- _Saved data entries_
PR #149, opened 2021-10-19
Demo branch

mupotsal:
This PR documets issues we found in preparation for the upcoming demo. The PR also fixed some issues that were noted.  

Task | Notes
-- | --
Volunteer logs in and indicates interest for a program | * The volunteer indicated the interest button was not updating but we have worked on the issue before and the function got moved in another PR. We modified the following line to get it to work. interests_ids = [interest.program.id for interest in interests]
CELTS admin creates training event for that program | there isn’t a template for creating student led training events. jinja2.exceptions.TemplateNotFound: /admin/createStudentLedTrainingEvents.htmlWill there be training events that are specifically for an event
CELTS admin sends email to interested volunteers | Got this error: ConnectionRefusedError: [Errno 61] Connection refusedThe email console shows up
Volunteer RSVPs for the training event/attends and gets hours | There is a small glitch. The links under the event name do not work. The end point should be /event/<event id>/edit not /event/<event id>/edit_event.
CELTS admin creates event for the program | This works fine (both creation and cancellation)
CELTS admin sends email to eligible volunteers | ConnectionRefusedError: [Errno 61] Connection refused
Volunteer RSVPs for the event | This works fine after we added a try statement to accept both eventId and Id.
CELTS admin views the volunteer in the track volunteers table and sees if training is completed | There should be an rsvp table to be able to track those who RSVP’ed to the event. Prior to the event, Celts admin can’t track those who didn’t RSVP to the event if they completed the training
Using the Kiosk page to swipe in | There were multiple flashes after =scanning the id, so we fixed that one on the demo-branch. Typing in the Bnumber manually doesn’t let one sign into the event. We fixed this by adding an else to the conditional statement that extract the number (demo-branch)
Volunteer viewing their service transcript |  
CELTS admin searching for a student and viewing their service transcript | Admin searching for a student is not leading them to the profile page. This error: The method is not allowed for the requested URL. (Gaston & Luis working on profile page).
CELTS admin creating all volunteer training event | Admin is able to create all volunteer training events. However, it doesn’t show up in training and education as it should.
Adding a volunteer who isn't registered to the event in the track volunteers table | Working
  |  
Volunteer viewing their service transcript | Working (not sure of how to navigate to with without typing the url)

</div></b>

### DIFF
--- a/app/controllers/events/routes.py
+++ b/app/controllers/events/routes.py
@@ -33,11 +33,15 @@ def signinEvent():
     eventid = request.form["eventid"]
     bnumber = request.form["bNumber"]
     programid = ProgramEvent.select(ProgramEvent.program).where(ProgramEvent.event == eventid)
-    if len(bnumber) >= 9:
+
+    if bnumber[0]==";" and bnumber[-1]=="?": # scanned bNumber starts with ";" and ends with "?"
         bnumber = "B"+ bnumber[1:9]
     else:
-        bnumber = "B"+ bnumber[0:]
-
+        if not bnumber[0].isalpha():
+            bnumber = "B"+ bnumber[0:]
+        else:
+            if not bnumber[0].upper() == "B":
+                return "", 500
     try:
         kioskUser, userStatus = sendUserData(bnumber, eventid, programid)
         if userStatus == "banned":
--- a/app/controllers/events/routes.py
+++ b/app/controllers/events/routes.py
@@ -37,11 +37,10 @@ def signinEvent():
     if bnumber[0]==";" and bnumber[-1]=="?": # scanned bNumber starts with ";" and ends with "?"
         bnumber = "B"+ bnumber[1:9]
     else:
-        if not bnumber[0].isalpha():
-            bnumber = "B"+ bnumber[0:]
-        else:
-            if not bnumber[0].upper() == "B":
-                return "", 500
+        if bnumber[0].isdigit():
+            bnumber = "B"+ bnumber[0:8]
+        elif bnumber[0].upper() != "B":
+            return "", 500
     try:
         kioskUser, userStatus = sendUserData(bnumber, eventid, programid)
         if userStatus == "banned":
--- a/app/controllers/events/routes.py
+++ b/app/controllers/events/routes.py
@@ -33,8 +33,11 @@ def signinEvent():
     eventid = request.form["eventid"]
     bnumber = request.form["bNumber"]
     programid = ProgramEvent.select(ProgramEvent.program).where(ProgramEvent.event == eventid)
-    if len(bnumber) == 23:
+    if len(bnumber) >= 9:
         bnumber = "B"+ bnumber[1:9]
+    else:
+        bnumber = "B"+ bnumber[0:]
+
     try:
         kioskUser, userStatus = sendUserData(bnumber, eventid, programid)
         if userStatus == "banned":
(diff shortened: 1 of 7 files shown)


app/controllers/main/routes.py
```diff
@@ -81,7 +81,12 @@ def volunteerRegister():
     for the event they have clicked register for.
     """
     eventData = request.form
-    event = Event.get_by_id(eventData['id'])
+    try:
+        event = Event.get_by_id(eventData['eventId'])
+    except:
+        event = Event.get_by_id(eventData['id'])
```
BrianRamsay: I'd just change this to whatever it needs to be, rather than accept both. If there are multiple places that hit this controller, let's just change them both to `id` or to `eventId`.

BrianRamsay (changes requested):

BrianRamsay:
Thanks for that list of features. I'm working on the student-led trainings page, and the PR for email sending is close to done.

app/controllers/main/routes.py
sreynit02: we changed the name to eventId.

app/static/js/eventKiosk.js
```diff
@@ -52,7 +52,8 @@ function eventFlasher(flash_message, status){
 }
 
 function submitData(hitEnter = false){
-  if($("#submitScannerData").val().length > 20 || hitEnter == true){
+  if($("#submitScannerData").val().length == 23 || hitEnter == true){
+    console.log("Submitting the data");
```
BrianRamsay: No debug code please

app/templates/admin/createSingleEvent.html
```diff
@@ -65,9 +65,9 @@ <h1 id="title">{{page_title}}</h1>
     <div class="row p-2">
       <div class="col-md-6 col-sm-12 ">
         {% if eventData.id %}
-          <input type="hidden" name="id" value="{{eventData.id}}" >
+          <input type="hidden" name="eventId" value="{{eventData.id}}" >
```
BrianRamsay: You can't make this change without changing everywhere that it is used. In this case, creating new events and editing events won't work, because it expects `id` in the event data. If you want to avoid fixing that functionality you should use `id` everywhere instead of `eventId`. If you really want `eventId`, you need to find all of the event-related logic that uses `id` and convert those as well.

BrianRamsay (changes requested):

app/static/js/eventKiosk.js
```diff
@@ -52,7 +52,7 @@ function eventFlasher(flash_message, status){
 }
 
 function submitData(hitEnter = false){
-  if($("#submitScannerData").val().length > 20 || hitEnter == true){
+  if(hitEnter == true){
```
BrianRamsay: don't compare equality between booleans and booleans. Just use the variable that is true or false. `if(hitEnter) {`

app/controllers/events/routes.py
```diff
@@ -33,8 +33,11 @@ def signinEvent():
     eventid = request.form["eventid"]
     bnumber = request.form["bNumber"]
     programid = ProgramEvent.select(ProgramEvent.program).where(ProgramEvent.event == eventid)
-    if len(bnumber) > 20:
+    if len(bnumber) >= 9:
         bnumber = "B"+ bnumber[1:9]
+    else:
+        bnumber = "B"+ bnumber[0:]
```
BrianRamsay: The logic here needs to be more robust. You know what characters begin and end the scanned string, so I would check for those rather than length for that case. And then if it's possible it was typed, you should check if there's a 'B' in front or not, and then you should make sure you have 8 numbers.

BrianRamsay (changes requested):

BrianRamsay (approved):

- _WHAT YOU ARE ASKED TO DO_
Say every entry again, exactly as it reads.

- _YOUR SOLUTION_
PR #149, opened 2021-10-19
Demo branch

mupotsal:
This PR documets issues we found in preparation for the upcoming demo. The PR also fixed some issues that were noted.  

Task | Notes
-- | --
Volunteer logs in and indicates interest for a program | * The volunteer indicated the interest button was not updating but we have worked on the issue before and the function got moved in another PR. We modified the following line to get it to work. interests_ids = [interest.program.id for interest in interests]
CELTS admin creates training event for that program | there isn’t a template for creating student led training events. jinja2.exceptions.TemplateNotFound: /admin/createStudentLedTrainingEvents.htmlWill there be training events that are specifically for an event
CELTS admin sends email to interested volunteers | Got this error: ConnectionRefusedError: [Errno 61] Connection refusedThe email console shows up
Volunteer RSVPs for the training event/attends and gets hours | There is a small glitch. The links under the event name do not work. The end point should be /event/<event id>/edit not /event/<event id>/edit_event.
CELTS admin creates event for the program | This works fine (both creation and cancellation)
CELTS admin sends email to eligible volunteers | ConnectionRefusedError: [Errno 61] Connection refused
Volunteer RSVPs for the event | This works fine after we added a try statement to accept both eventId and Id.
CELTS admin views the volunteer in the track volunteers table and sees if training is completed | There should be an rsvp table to be able to track those who RSVP’ed to the event. Prior to the event, Celts admin can’t track those who didn’t RSVP to the event if they completed the training
Using the Kiosk page to swipe in | There were multiple flashes after =scanning the id, so we fixed that one on the demo-branch. Typing in the Bnumber manually doesn’t let one sign into the event. We fixed this by adding an else to the conditional statement that extract the number (demo-branch)
Volunteer viewing their service transcript |  
CELTS admin searching for a student and viewing their service transcript | Admin searching for a student is not leading them to the profile page. This error: The method is not allowed for the requested URL. (Gaston & Luis working on profile page).
CELTS admin creating all volunteer training event | Admin is able to create all volunteer training events. However, it doesn’t show up in training and education as it should.
Adding a volunteer who isn't registered to the event in the track volunteers table | Working
  |  
Volunteer viewing their service transcript | Working (not sure of how to navigate to with without typing the url)

</div></b>

### DIFF
--- a/app/controllers/events/routes.py
+++ b/app/controllers/events/routes.py
@@ -33,11 +33,15 @@ def signinEvent():
     eventid = request.form["eventid"]
     bnumber = request.form["bNumber"]
     programid = ProgramEvent.select(ProgramEvent.program).where(ProgramEvent.event == eventid)
-    if len(bnumber) >= 9:
+
+    if bnumber[0]==";" and bnumber[-1]=="?": # scanned bNumber starts with ";" and ends with "?"
         bnumber = "B"+ bnumber[1:9]
     else:
-        bnumber = "B"+ bnumber[0:]
-
+        if not bnumber[0].isalpha():
+            bnumber = "B"+ bnumber[0:]
+        else:
+            if not bnumber[0].upper() == "B":
+                return "", 500
     try:
         kioskUser, userStatus = sendUserData(bnumber, eventid, programid)
         if userStatus == "banned":
--- a/app/controllers/events/routes.py
+++ b/app/controllers/events/routes.py
@@ -37,11 +37,10 @@ def signinEvent():
     if bnumber[0]==";" and bnumber[-1]=="?": # scanned bNumber starts with ";" and ends with "?"
         bnumber = "B"+ bnumber[1:9]
     else:
-        if not bnumber[0].isalpha():
-            bnumber = "B"+ bnumber[0:]
-        else:
-            if not bnumber[0].upper() == "B":
-                return "", 500
+        if bnumber[0].isdigit():
+            bnumber = "B"+ bnumber[0:8]
+        elif bnumber[0].upper() != "B":
+            return "", 500
     try:
         kioskUser, userStatus = sendUserData(bnumber, eventid, programid)
         if userStatus == "banned":
--- a/app/controllers/events/routes.py
+++ b/app/controllers/events/routes.py
@@ -33,8 +33,11 @@ def signinEvent():
     eventid = request.form["eventid"]
     bnumber = request.form["bNumber"]
     programid = ProgramEvent.select(ProgramEvent.program).where(ProgramEvent.event == eventid)
-    if len(bnumber) == 23:
+    if len(bnumber) >= 9:
         bnumber = "B"+ bnumber[1:9]
+    else:
+        bnumber = "B"+ bnumber[0:]
+
     try:
         kioskUser, userStatus = sendUserData(bnumber, eventid, programid)
         if userStatus == "banned":
(diff shortened: 1 of 7 files shown)


app/controllers/main/routes.py
```diff
@@ -81,7 +81,12 @@ def volunteerRegister():
     for the event they have clicked register for.
     """
     eventData = request.form
-    event = Event.get_by_id(eventData['id'])
+    try:
+        event = Event.get_by_id(eventData['eventId'])
+    except:
+        event = Event.get_by_id(eventData['id'])
```
BrianRamsay: I'd just change this to whatever it needs to be, rather than accept both. If there are multiple places that hit this controller, let's just change them both to `id` or to `eventId`.

BrianRamsay (changes requested):

BrianRamsay:
Thanks for that list of features. I'm working on the student-led trainings page, and the PR for email sending is close to done.

app/controllers/main/routes.py
sreynit02: we changed the name to eventId.

app/static/js/eventKiosk.js
```diff
@@ -52,7 +52,8 @@ function eventFlasher(flash_message, status){
 }
 
 function submitData(hitEnter = false){
-  if($("#submitScannerData").val().length > 20 || hitEnter == true){
+  if($("#submitScannerData").val().length == 23 || hitEnter == true){
+    console.log("Submitting the data");
```
BrianRamsay: No debug code please

app/templates/admin/createSingleEvent.html
```diff
@@ -65,9 +65,9 @@ <h1 id="title">{{page_title}}</h1>
     <div class="row p-2">
       <div class="col-md-6 col-sm-12 ">
         {% if eventData.id %}
-          <input type="hidden" name="id" value="{{eventData.id}}" >
+          <input type="hidden" name="eventId" value="{{eventData.id}}" >
```
BrianRamsay: You can't make this change without changing everywhere that it is used. In this case, creating new events and editing events won't work, because it expects `id` in the event data. If you want to avoid fixing that functionality you should use `id` everywhere instead of `eventId`. If you really want `eventId`, you need to find all of the event-related logic that uses `id` and convert those as well.

BrianRamsay (changes requested):

app/static/js/eventKiosk.js
```diff
@@ -52,7 +52,7 @@ function eventFlasher(flash_message, status){
 }
 
 function submitData(hitEnter = false){
-  if($("#submitScannerData").val().length > 20 || hitEnter == true){
+  if(hitEnter == true){
```
BrianRamsay: don't compare equality between booleans and booleans. Just use the variable that is true or false. `if(hitEnter) {`

app/controllers/events/routes.py
```diff
@@ -33,8 +33,11 @@ def signinEvent():
     eventid = request.form["eventid"]
     bnumber = request.form["bNumber"]
     programid = ProgramEvent.select(ProgramEvent.program).where(ProgramEvent.event == eventid)
-    if len(bnumber) > 20:
+    if len(bnumber) >= 9:
         bnumber = "B"+ bnumber[1:9]
+    else:
+        bnumber = "B"+ bnumber[0:]
```
BrianRamsay: The logic here needs to be more robust. You know what characters begin and end the scanned string, so I would check for those rather than length for that case. And then if it's possible it was typed, you should check if there's a 'B' in front or not, and then you should make sure you have 8 numbers.

BrianRamsay (changes requested):

BrianRamsay (approved):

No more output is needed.